[PROBLEM STATEMENT] Go through the data underneath and copy every line exactly.

[Stored data entries]
PR #28049, opened 2023-08-23
 fix(menu): emit ionMenuChange when re-mounted

### LINKED ISSUE #28030: bug: missing ion-menu-button on 7.3.0
### Prerequisites

### Ionic Framework Version

v7.x

### Current Behavior

`ion-menu-button` not showing anymore

### Expected Behavior

`ion-menu-button` show display

### Steps to Reproduce

upgrade from `7.2.4` to `7.3.0`

### Code Reproduction URL

_No response_

### Ionic Info

```
Ionic:

   Ionic Framework               : @ionic/angular 7.3.0
   @angular-devkit/build-angular : 15.2.9
   @angular-devkit/schematics    : 15.2.9
   @angular/cli                  : 15.2.9

Capacitor:

   Capacitor CLI      : 5.2.3
   @capacitor/android : 5.2.3
   @capacitor/core    : 5.2.3
   @capacitor/ios     : 5.2.3

Utility:

   cordova-res : 0.15.4
   native-run  : 1.7.2

System:

   NodeJS : v16.14.0
   npm    : 8.3.1
   OS     : macOS Unknown
```

### Additional Information

_No response_

liamdebeasi:
Issue number: resolves #28030

---------

`ion-menu` registers itself with the menu controller when `connectedCallback` fires and then unregisters itself when `disconnectedCallback` fires. When the menu was removed from the DOM, `disconnectedCallback` was not always being fired due to https://github.com/ionic-team/stencil/issues/4070.

`ion-menu-button` checks to see if it should be visible by grabbing the current menu in https://github.com/ionic-team/ionic-framework/blob/314055cf7a66a58e4e88c22e6e755fadd494ed70/core/src/components/menu-button/menu-button.tsx#L74.

Since `disconnectedCallback` was not being fired, `ion-menu-button` would still find the menu even when it was no longer in the DOM. In this case, the menu was not being unregistered due to `disconnectedCallback` not firing.

When the linked Stencil bug was resolved in Stencil 4.0.3, the menu button started to disappear. This is happening because `disconnectedCallback` is now correctly called when the menu is removed from the DOM. Since `disconnectedCallback` is called, the menu is un-registered from the menu controller, and the menu button can no longer find it.

However, this revealed a long-standing bug where re-adding the menu would not fire `ionMenuChange` again. As a result, the menu button remained hidden.

## What is the new behavior?

- The menu now fires `ionMenuChange` on `connectedCallback` as long as `componentDidLoad` has already been run.

- [ ] Yes
- [x] No

## Other information

Dev build: `7.3.2-dev.11692803611.15c1bc87`

### DIFF
--- a/core/src/components/menu-button/test/async/index.html
+++ b/core/src/components/menu-button/test/async/index.html
@@ -29,7 +29,7 @@
       <div class="ion-page" id="main">
         <ion-header>
           <ion-toolbar>
-            <ion-title>Menu - Basic</ion-title>
+            <ion-title>Menu - Async</ion-title>
             <ion-buttons slot="start" id="buttons-container"></ion-buttons>
           </ion-toolbar>
         </ion-header>
--- a/core/src/components/menu-button/test/async/index.html
+++ b/core/src/components/menu-button/test/async/index.html
@@ -29,12 +29,6 @@
       </div>
 
       <div class="ion-page" id="main">
-        <ion-header>
-          <ion-toolbar>
-            <ion-title>Menu - Basic</ion-title>
-            <ion-buttons slot="start" id="buttons-container"></ion-buttons>
-          </ion-toolbar>
-        </ion-header>
         <ion-content class="ion-padding">
           Main Content
           <button onclick="trigger()" id="trigger">Add Menu To DOM</button>
--- a/core/src/components/menu-button/test/async/index.html
+++ b/core/src/components/menu-button/test/async/index.html
@@ -1,0 +1,70 @@
+<!DOCTYPE html>
+<html lang="en" dir="ltr">
+  <head>
+    <meta charset="UTF-8" />
+    <title>Menu - Async</title>
+    <meta
+      name="viewport"
+      content="width=device-width, initial-scale=1.0, minimum-scale=1.0, maximum-scale=1.0, user-scalable=no, viewport-fit=cover"
+    />
+    <link href="../../../../../css/ionic.bundle.css" rel="stylesheet" />
+    <link href="../../../../../scripts/testing/styles.css" rel="stylesheet" />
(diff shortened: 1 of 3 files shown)


core/src/components/menu-button/test/async/index.html
```diff
@@ -0,0 +1,64 @@
...
+      <div id="menu-container">
+        <ion-menu content-id="main">
+          <ion-content class="ion-padding"> Menu Content </ion-content>
+        </ion-menu>
+      </div>
+
+      <div class="ion-page" id="main">
+        <ion-header>
+          <ion-toolbar>
+            <ion-title>Menu - Basic</ion-title>
```
sean-perkins, line 32:
```suggestion
            <ion-title>Menu - Async</ion-title>
```

sean-perkins (approved):

core/src/components/menu-button/test/async/index.html
```diff
@@ -0,0 +1,64 @@
...
+      <div class="ion-page" id="main">
+        <ion-header>
+          <ion-toolbar>
+            <ion-title>Menu - Async</ion-title>
+            <ion-buttons slot="start" id="buttons-container"></ion-buttons>
+          </ion-toolbar>
+        </ion-header>
+        <ion-content class="ion-padding">
+          Main Content
+          <button onclick="trigger()" id="trigger">Add Menu To DOM</button>
```
amandaejohnston, line 38: If I click the button multiple times, the menu is still present in the DOM but the menu button disappears; is that what's supposed to happen? 🤔

liamdebeasi: It looks like connectedCallback fires then disconnectedCallback, so it could be a Stencil bug. I was able to reproduce this behavior even after I removed the fix.

amandaejohnston (approved):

[SOLVED EXERCISE]
PR #28049, opened 2023-08-23
 fix(menu): emit ionMenuChange when re-mounted

### LINKED ISSUE #28030: bug: missing ion-menu-button on 7.3.0
### Prerequisites

### Ionic Framework Version

v7.x

### Current Behavior

`ion-menu-button` not showing anymore

### Expected Behavior

`ion-menu-button` show display

### Steps to Reproduce

upgrade from `7.2.4` to `7.3.0`

### Code Reproduction URL

_No response_

### Ionic Info

```
Ionic:

   Ionic Framework               : @ionic/angular 7.3.0
   @angular-devkit/build-angular : 15.2.9
   @angular-devkit/schematics    : 15.2.9
   @angular/cli                  : 15.2.9

Capacitor:

   Capacitor CLI      : 5.2.3
   @capacitor/android : 5.2.3
   @capacitor/core    : 5.2.3
   @capacitor/ios     : 5.2.3

Utility:

   cordova-res : 0.15.4
   native-run  : 1.7.2

System:

   NodeJS : v16.14.0
   npm    : 8.3.1
   OS     : macOS Unknown
```

### Additional Information

_No response_

liamdebeasi:
Issue number: resolves #28030

---------

`ion-menu` registers itself with the menu controller when `connectedCallback` fires and then unregisters itself when `disconnectedCallback` fires. When the menu was removed from the DOM, `disconnectedCallback` was not always being fired due to https://github.com/ionic-team/stencil/issues/4070.

`ion-menu-button` checks to see if it should be visible by grabbing the current menu in https://github.com/ionic-team/ionic-framework/blob/314055cf7a66a58e4e88c22e6e755fadd494ed70/core/src/components/menu-button/menu-button.tsx#L74.

Since `disconnectedCallback` was not being fired, `ion-menu-button` would still find the menu even when it was no longer in the DOM. In this case, the menu was not being unregistered due to `disconnectedCallback` not firing.

When the linked Stencil bug was resolved in Stencil 4.0.3, the menu button started to disappear. This is happening because `disconnectedCallback` is now correctly called when the menu is removed from the DOM. Since `disconnectedCallback` is called, the menu is un-registered from the menu controller, and the menu button can no longer find it.

However, this revealed a long-standing bug where re-adding the menu would not fire `ionMenuChange` again. As a result, the menu button remained hidden.

## What is the new behavior?

- The menu now fires `ionMenuChange` on `connectedCallback` as long as `componentDidLoad` has already been run.

- [ ] Yes
- [x] No

## Other information

Dev build: `7.3.2-dev.11692803611.15c1bc87`

### DIFF
--- a/core/src/components/menu-button/test/async/index.html
+++ b/core/src/components/menu-button/test/async/index.html
@@ -29,7 +29,7 @@
       <div class="ion-page" id="main">
         <ion-header>
           <ion-toolbar>
-            <ion-title>Menu - Basic</ion-title>
+            <ion-title>Menu - Async</ion-title>
             <ion-buttons slot="start" id="buttons-container"></ion-buttons>
           </ion-toolbar>
         </ion-header>
--- a/core/src/components/menu-button/test/async/index.html
+++ b/core/src/components/menu-button/test/async/index.html
@@ -29,12 +29,6 @@
       </div>
 
       <div class="ion-page" id="main">
-        <ion-header>
-          <ion-toolbar>
-            <ion-title>Menu - Basic</ion-title>
-            <ion-buttons slot="start" id="buttons-container"></ion-buttons>
-          </ion-toolbar>
-        </ion-header>
         <ion-content class="ion-padding">
           Main Content
           <button onclick="trigger()" id="trigger">Add Menu To DOM</button>
--- a/core/src/components/menu-button/test/async/index.html
+++ b/core/src/components/menu-button/test/async/index.html
@@ -1,0 +1,70 @@
+<!DOCTYPE html>
+<html lang="en" dir="ltr">
+  <head>
+    <meta charset="UTF-8" />
+    <title>Menu - Async</title>
+    <meta
+      name="viewport"
+      content="width=device-width, initial-scale=1.0, minimum-scale=1.0, maximum-scale=1.0, user-scalable=no, viewport-fit=cover"
+    />
+    <link href="../../../../../css/ionic.bundle.css" rel="stylesheet" />
+    <link href="../../../../../scripts/testing/styles.css" rel="stylesheet" />
(diff shortened: 1 of 3 files shown)


core/src/components/menu-button/test/async/index.html
```diff
@@ -0,0 +1,64 @@
...
+      <div id="menu-container">
+        <ion-menu content-id="main">
+          <ion-content class="ion-padding"> Menu Content </ion-content>
+        </ion-menu>
+      </div>
+
+      <div class="ion-page" id="main">
+        <ion-header>
+          <ion-toolbar>
+            <ion-title>Menu - Basic</ion-title>
```
sean-perkins, line 32:
```suggestion
            <ion-title>Menu - Async</ion-title>
```

sean-perkins (approved):

core/src/components/menu-button/test/async/index.html
```diff
@@ -0,0 +1,64 @@
...
+      <div class="ion-page" id="main">
+        <ion-header>
+          <ion-toolbar>
+            <ion-title>Menu - Async</ion-title>
+            <ion-buttons slot="start" id="buttons-container"></ion-buttons>
+          </ion-toolbar>
+        </ion-header>
+        <ion-content class="ion-padding">
+          Main Content
+          <button onclick="trigger()" id="trigger">Add Menu To DOM</button>
```
amandaejohnston, line 38: If I click the button multiple times, the menu is still present in the DOM but the menu button disappears; is that what's supposed to happen? 🤔

liamdebeasi: It looks like connectedCallback fires then disconnectedCallback, so it could be a Stencil bug. I was able to reproduce this behavior even after I removed the fix.

amandaejohnston (approved):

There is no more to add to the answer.